Friday, February 22, 2019

Don’t Trust Algorithms You Can’t Read

I admit that I am a sucker for “the best [what ever] in each state” lists. I want to see how many I have visited and what is “the best” in my state. Most of these are based on someone’s personal opinion but others are based on some sort of data and an algorithm.  I think most people are aware of bias in the subjective lists and take them with a grain of salt. It is tempting to look at lists based on data and computer algorithms and more accurate though. I mean, look, it is supported by data!

The most recent example of this was a list of the most boring towns in every state. I was sure the town I live in had a short at that one. There is nothing to do. One country store is the only retail operation I know of in town. There are no attractions, unless you count the beehive hut or maybe our historic meeting house. We didn’t make the cut though.

The town that did make the cut for New Hampshire was Bartlett. Now Bartlett has an outstanding ski resort, Attitash, an amusement park, Storyland, and a lot of good places to eat. There is a lot to do in Bartlett. It is anything but a boring place.

The problem, of course, is the data selected for the algorithm. They based their decision in large part on average age and population density. My observation is that a lot of resort areas, which are almost by definition not boring, have low full-time population densities and older permanent residents. Now they also look at “things to do” but it is far from clear where they get that data.

Choosing the right data is part and parcel to getting a good result for any sort of algorithm. This is why transparency of data and algorithms is important in evaluating any conclusion.  This is an important concept for our students to understand. To me it is as much a computing topic as it is a societal topic. As we get more and more data and more and more people try to make sense of the data we have to understand that just because there is data in to an algorithm and a result coming out that is not enough.

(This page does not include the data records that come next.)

PR #732, opened 2022-02-16
Fixes #587 Support negative numbers as command option values

### LINKED ISSUE #587: Cannot specify negative number as command option value
As of version 0.40.0, it doesn't appear possible to specify a negative number as a command option.

Assuming I define a command that takes a decimal value as a command option, and that I want to pass a negative number value, neither of the following works:
```
mycommand -a -1.50
mycommand -a "-1.50"
```

Both attempts fail with this error `Not a valid name for a short option`. It appears that the command option parsing logic thinks that the -1.50 is supposed to be a command option.

I would expect that the quotes at least would effectively escape the numeric value. Is this a bug, or am I missing something?

Thanks.

jouniheikniemi:
Decided to create some unit tests for the tokenizer, as it would've been too much of a mess to test all of this through CommandApp. That's obviously up for debate, but at least the tokenizer tests helped me with this.

### DIFF
--- a/src/Spectre.Console/Cli/Internal/Parsing/CommandTreeTokenizer.cs
+++ b/src/Spectre.Console/Cli/Internal/Parsing/CommandTreeTokenizer.cs
@@ -235,13 +235,34 @@ internal static class CommandTreeTokenizer
                     ? new CommandTreeToken(CommandTreeToken.Kind.ShortOption, position, value, $"-{value}")
                     : new CommandTreeToken(CommandTreeToken.Kind.ShortOption, position + result.Count, value, value));
             }
+            else if (result.Count == 0 && char.IsDigit(current))
+            {
+                /* We require short options to be named with letters. Short options that start with a number
+                 * ("-1", "-2ab", "-3..7") may actually mean values (either for options or arguments) and will
+                 * be tokenized as strings. This block handles parsing those cases, but we only allow this
+                 * when the digit is the first character in the token (i.e. "-a1" is always an error), hence the
+                 * result.Count == 0 check above.
+                 */
+                string value = string.Empty;
+                while (!reader.ReachedEnd)
+                {
+                    char c = reader.Peek();
+
+                    if (char.IsWhiteSpace(c))
+                    {
+                        break;
+                    }
+
+                    value += c.ToString(CultureInfo.InvariantCulture);
+                    reader.Read();
+                }
+
+                value = "-" + value; // Prefix with the minus sign that we originally thought to mean a short option
+                result.Add(new CommandTreeToken(CommandTreeToken.Kind.String, position, value, value));
+            }
             else
             {
-                // Create a token representing the short option.
-                var tokenPosition = position + 1 + result.Count;
-                var represntation = current.ToString(CultureInfo.InvariantCulture);
-                var token = new CommandTreeToken(CommandTreeToken.Kind.ShortOption, tokenPosition, represntation, represntation);
-                throw CommandParseException.InvalidShortOptionName(reader.Original, token);
+                ThrowInvalidShortOptionName(current.ToString(CultureInfo.InvariantCulture));
             }
         }
 
@@ -254,6 +275,13 @@ internal static class CommandTreeTokenizer
         }
 
         return result;
+
+        void ThrowInvalidShortOptionName(string representation)
+        {
+            var tokenPosition = position + 1 + result.Count;
+            var token = new CommandTreeToken(CommandTreeToken.Kind.ShortOption, tokenPosition, representation, representation);
+            throw CommandParseException.InvalidShortOptionName(reader.Original, token);
+        }
     }
 
     private static CommandTreeToken ScanLongOption(CommandTreeTokenizerContext context, TextBuffer reader, int position)
--- a/test/Spectre.Console.Tests/Unit/Cli/CommandTreeTokenizerTests.cs
+++ b/test/Spectre.Console.Tests/Unit/Cli/CommandTreeTokenizerTests.cs
@@ -77,7 +77,7 @@ public static class CommandTreeTokenizerTests
         [Fact]
         public void With_Negative_Numeric_Prefixed_String_Value()
         {
-            var result = CommandTreeTokenizer.Tokenize(new [] { "-6..2 "});
+            var result = CommandTreeTokenizer.Tokenize(new[] { "-6..2 " });
             Assert.Empty(result.Remaining);
             var t = Assert.Single(result.Tokens);
             t.TokenKind.ShouldBe(CommandTreeToken.Kind.String);
--- a/test/Spectre.Console.Tests/Unit/Cli/CommandTreeTokenizerTests.cs
+++ b/test/Spectre.Console.Tests/Unit/Cli/CommandTreeTokenizerTests.cs
@@ -1,0 +1,90 @@
+namespace Spectre.Console.Tests.Unit.Cli;
+
+public static class CommandTreeTokenizerTests
+{
+    public sealed class ShortOptions
+    {
+        [Fact]
+        public void Valueless()
+        {
+            var result = CommandTreeTokenizer.Tokenize(new[] { "-a" });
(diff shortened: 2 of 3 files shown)


phil-scott-78 (commented):
Had some time to look through this. At a glance it looks good. But think we could get some tests that cover the invalid cases as described in the comments of the tokenizer for invalid items?

jouniheikniemi:
Hey @phil-scott-78, thanks for reviewing. Actually, CommandTreeTokenizer does have (logical) 100 % test coverage already. It is not immediately obvious, as this PR is the first stage that actually adds tests specifically for the Tokenizer; previously, the tokenizer has only been tested through CommandAppTests which test the entire parsing and execution pipeline. However, some of the test scenarios there (say, CommandAppTests.Parsing.InvalidShortOptionName.Should_Return_Correct_Text) do exercise these failure modes.

I would personally prefer to have 100 % coverage specifically with the tokenizer test suite, but writing all that is slightly beyond the scope of this issue. Would you expect to see (tokenizer level) tests for the failure scenarios of the ScanShortOptions tokenizer branch or what? TBH, the tokenizer test set in this PR doesn't cover all short option tokenization features (even the happy paths) either, grouped properties probably being the most important missing part. Given that there's no precedent for tokenizer tests in the project, I'm happy to do extra work to set a good example, let's just agree on the goal first.

src/Spectre.Console/Cli/Internal/Parsing/CommandTreeTokenizer.cs
```diff
@@ -235,13 +235,34 @@ private static IEnumerable<CommandTreeToken> ScanShortOptions(CommandTreeTokeniz
...
+                result.Add(new CommandTreeToken(CommandTreeToken.Kind.String, position, value, value));
+            }
             else
             {
-                // Create a token representing the short option.
-                var tokenPosition = position + 1 + result.Count;
-                var represntation = current.ToString(CultureInfo.InvariantCulture);
-                var token = new CommandTreeToken(CommandTreeToken.Kind.ShortOption, tokenPosition, represntation, represntation);
-                throw CommandParseException.InvalidShortOptionName(reader.Original, token);
+                ThrowInvalidShortOptionName(current.ToString(CultureInfo.InvariantCulture));
```
FrankRay78, line 265: I do not see the benefit of putting the local three-line logic into a separate private method, which also still references `reader.Original` from the calling function without passing this in as an explicit argument.  I suggest this private method be removed and the logic relocated inline here, instead.

test/Spectre.Console.Tests/Unit/Cli/CommandTreeTokenizerTests.cs
```diff
@@ -0,0 +1,90 @@
+namespace Spectre.Console.Tests.Unit.Cli;
+
+public static class CommandTreeTokenizerTests
```
FrankRay78, line 3: Fantastic that you have introduced explicit unit tests for the tokenizer! A positive move away from the general approach of 'unit tests' being located at the CommandApp level (nb. more like integration tests really).

Does this class need to be static?  Unit test classes aren't generally made static - suggest this is also removed to ensure consistency with the rest of the codebase.

test/Spectre.Console.Tests/Unit/Cli/CommandTreeTokenizerTests.cs
```diff
@@ -0,0 +1,90 @@
...
+            t.Position.ShouldBe(0);
+            t.Value.ShouldBe("a");
+            t.Representation.ShouldBe("-a");
+        }
+
+        [Theory]
+        [InlineData("-a:foo")]
+        [InlineData("-a=foo")]
+        public void With_Value(string param)
+        {
```
FrankRay78, line 25: // When

test/Spectre.Console.Tests/Unit/Cli/CommandTreeTokenizerTests.cs
```diff
@@ -0,0 +1,90 @@
...
+            var result = CommandTreeTokenizer.Tokenize(new[] { param });
+            Assert.Empty(result.Remaining);
+            Assert.Equal(2, result.Tokens.Count);
+
```
FrankRay78, line 29: // Then

test/Spectre.Console.Tests/Unit/Cli/CommandTreeTokenizerTests.cs
```diff
@@ -0,0 +1,90 @@
...
+            t.Value.ShouldBe("foo");
+            t.Representation.ShouldBe("foo");
+        }
+
+        [Theory]
+        [InlineData("-a:-1.5", null)]
+        [InlineData("-a=-1.5", null)]
+        [InlineData("-a", "-1.5")]
+        public void With_Negative_Numeric_Value(string firstArg, string secondArg)
+        {
```
FrankRay78, line 50: // Given

test/Spectre.Console.Tests/Unit/Cli/CommandTreeTokenizerTests.cs
```diff
@@ -0,0 +1,90 @@
...
+            List<string> args = new List<string>();
+            args.Add(firstArg);
+            if (secondArg != null)
+            {
+                args.Add(secondArg);
+            }
+
```
FrankRay78, line 57: // When

test/Spectre.Console.Tests/Unit/Cli/CommandTreeTokenizerTests.cs
```diff
@@ -0,0 +1,90 @@
...
+            var result = CommandTreeTokenizer.Tokenize(args);
+            Assert.Empty(result.Remaining);
+            Assert.Equal(2, result.Tokens.Count);
+
```
FrankRay78, line 61: // Then

test/Spectre.Console.Tests/Unit/Cli/CommandTreeTokenizerTests.cs
```diff
@@ -0,0 +1,90 @@
...
+            t.TokenKind.ShouldBe(CommandTreeToken.Kind.String);
+            t.IsGrouped.ShouldBe(false);
+            t.Position.ShouldBe(3);
+            t.Value.ShouldBe("-1.5");
+            t.Representation.ShouldBe("-1.5");
+        }
+
+        [Fact]
+        public void With_Negative_Numeric_Prefixed_String_Value()
+        {
```
FrankRay78, line 79: // When

test/Spectre.Console.Tests/Unit/Cli/CommandTreeTokenizerTests.cs
```diff
@@ -0,0 +1,90 @@
...
+            var result = CommandTreeTokenizer.Tokenize(new[] { "-6..2 " });
+            Assert.Empty(result.Remaining);
```
FrankRay78, line 81: // Then

FrankRay78 (changes requested):
Thank you for submitting this PR, my review comments are largely stylistic to ensure the changes fit stylistically with the rest of the codebase.

FrankRay78:
> this PR is the first stage that actually adds tests specifically for the Tokenizer; previously, the tokenizer has only been tested through CommandAppTests which test the entire parsing and execution pipeline

This is a significant improvement that @jouniheikniemi has introduced and I would be keen to see this PR, once review comments are addressed 😊, merged into the codebase.  Particularly since I have a raft of CommandTreeTokenizer tests I would like to add myself, ideally into the same class being introduced in this PR.

FrankRay78:
This should be closed as it's been fully included in https://github.com/spectreconsole/spectre.console/pull/1048  [I don't have permission to close another person's PR]

jouniheikniemi:
I was about to get back to your review comments, but it seems you'd rather pick up the ball yourself; fine with me. Closing the PR. Thanks!

FrankRay78:
I was keen to merge your excellent work @jouniheikniemi - thanks for your contribution.

PR #747, opened 2022-02-22
Optimizing build

phil-scott-78:
* Upgrades Statiq.Web to latest, which contains analyzer perf improvements
* Dropping script front matter when not needed from blog archives. 
* Trimming down the number of files tailwind examines when building the css file to only a subset of the docs. Tailwind looks at the content of all the files to determine which CSS classes to trim down to. We only need to look at a subset of the API to determine that, so this looks at a smaller namespace. 
* Updates Playwright to latest version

I haven’t heard it said much recently but we used to say it a lot.

Garbage in, garbage out!

2 comments:

Mike Zamansky said...

We see black boxing on the algorithm level and bad (or wrong) data on the input levle all them time and this is nothing new.

I can't tell you how many people I've run into over my lives who have taken a "stat course" for their major where they would run a canned SPSS script on some data set and make conclusions where they really didn't understand the underlying stats nor if the data was the right data to be using in the first place.

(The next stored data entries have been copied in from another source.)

PR #763, opened 2022-03-05
Adding a short template file for new documentation. 

phil-scott-78:
Adding a short template file people could use when documenting a new widget (or updating an existing one)


patriksvensson (approved):
Looks good to me!

PR #781, opened 2022-03-31
Change section heading

drewnoakes:
This appears to have been copy/pasted from progress.md, which has a similar structure.


nils-a (approved):
LGTM! Good Catch.

PR #824, opened 2022-05-04
Detect non-interactive console via Console.IsInputRedirected instead of Environment.UserInteractive

bastianeicher:
`Environment.UserInteractive` is `false` for SSH sessions on Windows, even though they are interactive. Detecting non-interactive sessions via redirected stdin instead seems more robust.

### DIFF
--- a/src/Spectre.Console/AnsiConsoleFactory.cs
+++ b/src/Spectre.Console/AnsiConsoleFactory.cs
@@ -40,7 +40,7 @@ public sealed class AnsiConsoleFactory
         var interactive = settings.Interactive == InteractionSupport.Yes;
         if (settings.Interactive == InteractionSupport.Detect)
         {
-            interactive = Environment.UserInteractive;
+            interactive = !System.Console.IsInputRedirected;
         }
 
         var profile = new Profile(output, encoding);


patriksvensson (approved):

patriksvensson:
@bastianeicher Could you rebase this PR against the `main` branch?

patriksvensson:
@bastianeicher The code in this PR does not compile. 

```
The type or namespace name 'IsInputRedirected' does not exist in the namespace 'Spectre.Console'
```

patriksvensson:
I was thinking, perhaps it would be better adding an SSH enriched, and checking whether or not `SSH_CLIENT` or `SSH_TTY` environment variables are defined.

bastianeicher:
> @bastianeicher The code in this PR does not compile.

Sorry about that. It did compile before the rebase but I didn't check it after. Fixed by replacing `Console` with `System.Console`.

> I was thinking, perhaps it would be better adding an SSH enriched, and checking whether or not `SSH_CLIENT`, `SSH_CONNECTION` or `SSH_TTY` environment variables are defined.

SSH on Windows is not the only case where `Environment.UserInteractive` doesn't return a reliable value. For example, on non-Windows platforms the value is simply [hardcoded to `true`](https://github.com/dotnet/runtime/blob/6cc686f5800feffb3f04bf48487cdfbd7b48a32d/src/libraries/System.Private.CoreLib/src/System/Environment.UnixOrBrowser.cs#L15). So I still think checking `System.Console.IsInputRedirected` here is a better option.

PR #837, opened 2022-05-24
Fix the "Escaping Interpolated Strings" documentation

0xced:
* `MarkupLineInterpolated` instead of `MarkupInterpolated`
* Use an actual interpolated string in sample code to make it valid


patriksvensson (approved):

patriksvensson:

PR #850, opened 2022-06-25
Check for null in TextPrompt

danielchalmers:
Should be slightly easier to debug.

```csharp
// Would throw "System.NullReferenceException : Object reference not set to an instance of an object."
AnsiConsole.Ask<string>(null);
// Now throws  "System.ArgumentNullException : Value cannot be null. (Parameter 'prompt')"
```

Matches ConfirmationPrompt:

https://github.com/spectreconsole/spectre.console/blob/564c7b8f4e44d4f83b89f1fdd1edf44da1d91da1/src/Spectre.Console/Prompts/ConfirmationPrompt.cs#L48


patriksvensson (approved):

patriksvensson:

PR #617, opened 2021-11-08
Add a prompt that allows a selection of a row in a table

FantasyTeddy:
This PR adds a very basic version of a prompt that displays a table with a highlighted row representing the selection.

PR #888, opened 2022-07-02
Add a prompt that allows a selection of a row in a table

FantasyTeddy:
This PR adds a very basic version of a prompt that displays a table with a highlighted row representing the selection.

This is a copy of #617.


SadE54:
You mean , that could be used as a selector for autocompleting ?

FantasyTeddy:

PR #892, opened 2022-07-05
feat: optional cancellationtoken for asynchronous commands

PsychoNineSix:
Our internal tooling using spectre has commands that can run quite long, and we execute the commandapp within an input loop. Ctrl+c currently closes the application and we have to restart it in 'interactive mode'
Our preference would be to make ctrl+c cancel the command when running by passing a cancellationtoken.

### DIFF
--- a/src/Spectre.Console.Cli/CommandApp.cs
+++ b/src/Spectre.Console.Cli/CommandApp.cs
@@ -1,3 +1,5 @@
+using System.Threading;
+
 namespace Spectre.Console.Cli;
 
 /// <summary>
@@ -52,7 +54,7 @@ public sealed class CommandApp : ICommandApp
     /// <returns>The exit code from the executed command.</returns>
     public int Run(IEnumerable<string> args)
     {
-        return RunAsync(args).GetAwaiter().GetResult();
+        return RunAsync(args, null).GetAwaiter().GetResult();
     }
 
     /// <summary>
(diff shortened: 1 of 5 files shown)


PsychoNineSix:
Not sure if adding this to the context is the best way, but creating overloads for this seemed overkill.

src/Spectre.Console.Cli/CommandApp.cs
```diff
@@ -52,7 +54,7 @@ public void SetDefaultCommand<TCommand>()
     /// <returns>The exit code from the executed command.</returns>
     public int Run(IEnumerable<string> args)
     {
-        return RunAsync(args).GetAwaiter().GetResult();
+        return RunAsync(args, null).GetAwaiter().GetResult();
```
PsychoNineSix, line 57:
```suggestion
        return RunAsync(args).GetAwaiter().GetResult();
```

src/Spectre.Console.Cli/CommandApp.cs
```diff
@@ -61,6 +63,17 @@ public int Run(IEnumerable<string> args)
     /// <param name="args">The arguments.</param>
     /// <returns>The exit code from the executed command.</returns>
     public async Task<int> RunAsync(IEnumerable<string> args)
+    {
+        return await RunAsync(args, null);
```
PsychoNineSix, line 67:
```suggestion
        return await RunAsync(args);
```

src/Spectre.Console.Cli/CommandApp.cs
```diff
@@ -61,6 +63,17 @@ public int Run(IEnumerable<string> args)
...
+        return await RunAsync(args);
+    }
+
+    /// <summary>
+    /// Runs the command line application with specified arguments.
+    /// </summary>
+    /// <param name="args">The arguments.</param>
+    /// <param name="token">Optional cancellation token.</param>
+    /// <returns>The exit code from the executed command.</returns>
+    public async Task<int> RunAsync(IEnumerable<string> args, CancellationToken? token = null)
```
PsychoNineSix, line 76: My question around here is what would you prefer:
- overload without argument (with `RunAsync(args, null);`
- optional parameter (like it is now, and remove the overload)

PsychoNineSix:
> @PsychoNineSix Any specific reason why you closed this?

Wasn't sure about the implementation and time was an issue to look into it, might still do so when i get more time on my hands though!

It's only getting worse with all the machine learning and data mining.

In our own field, reformers have been calling public schools and public school teachers failing for years based on test results but they're starting with the wrong data, measuring it the wrong way and of course coming to the wrong conclusions. Actually they knew the conclusions they wanted all along and just needed to come up with data and algorithms to prove their original hypothesis correct.

Steven Jong said...

Interesting post, Alfred! I think that in addition to GIGO, there's more to be explored in your title.

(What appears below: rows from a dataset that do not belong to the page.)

PR #911, opened 2022-08-02
Modified MarkupTokenizer, so that escaped markup inside markup is valid

### LINKED ISSUE #903: EscapeMarkup doesn't work when using [link=...]
**Information**
 - OS: [Windows]
 - Version: [0.44.0]
 - Terminal: [Windows Terminal]

**Describe the bug**
Escape doesn't work in some cases. It seems in combination with [link] it throws an exception `Encountered unescaped ']' token at position 56`

**To Reproduce**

Can you trust an algorithm if you don't know anything about it? Neural networking is giving us computers that make decisions based on algorithms that aren't programmed in but "learned," algorithms that even the creators of the systems don't know or understand.

In particular, the creators of Google AlphaZero, a chess-playing program, programmed in just the rules of the game, and set it playing games against itself. In four hours of CPU time it became apparently the strongest computer chess player available (with the possible exception of IBM's Deep Blue). Literally no one can say why the program makes the moves it does; chess players are going through its match games against commercial chess programs like Stickfish (which it absolutely crushed in a 100-game match) trying to understand how it evaluates positions and selects moves.

Chess is just a game, but this technology is going to be making decisions in business soon. Future mortgage decisions will be made by the same class of computer. On what basis will it approve or deny loans, or make medical decisions? We will have no idea.